PR #4353, opened 2025-06-16
Python: Fix httpx content-encoding problem with Pyodide 0.27

hoodmane:
This fixes the content encoding problem with async httpx requests. The commits applied are here:
https://github.com/hoodmane/httpx/tree/pyodide


danlapid (approved):

danlapid:
Is it already published and available for vendoring users?

hoodmane:
Unfortunately not yet. However, Pyodide's release cycle is going to get faster for packages with the unvendoring work. I could release it in Pyodide 0.27.8 possibly.

hoodmane:
To pass the internal build, it requires an update to the httpx package snapshot.

hoodmane:
Or I guess it doesn't... hmm.

anonrig (approved):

Try it: If a line in the data above holds the word "approved", count it; give only the total.

Problem solution: 2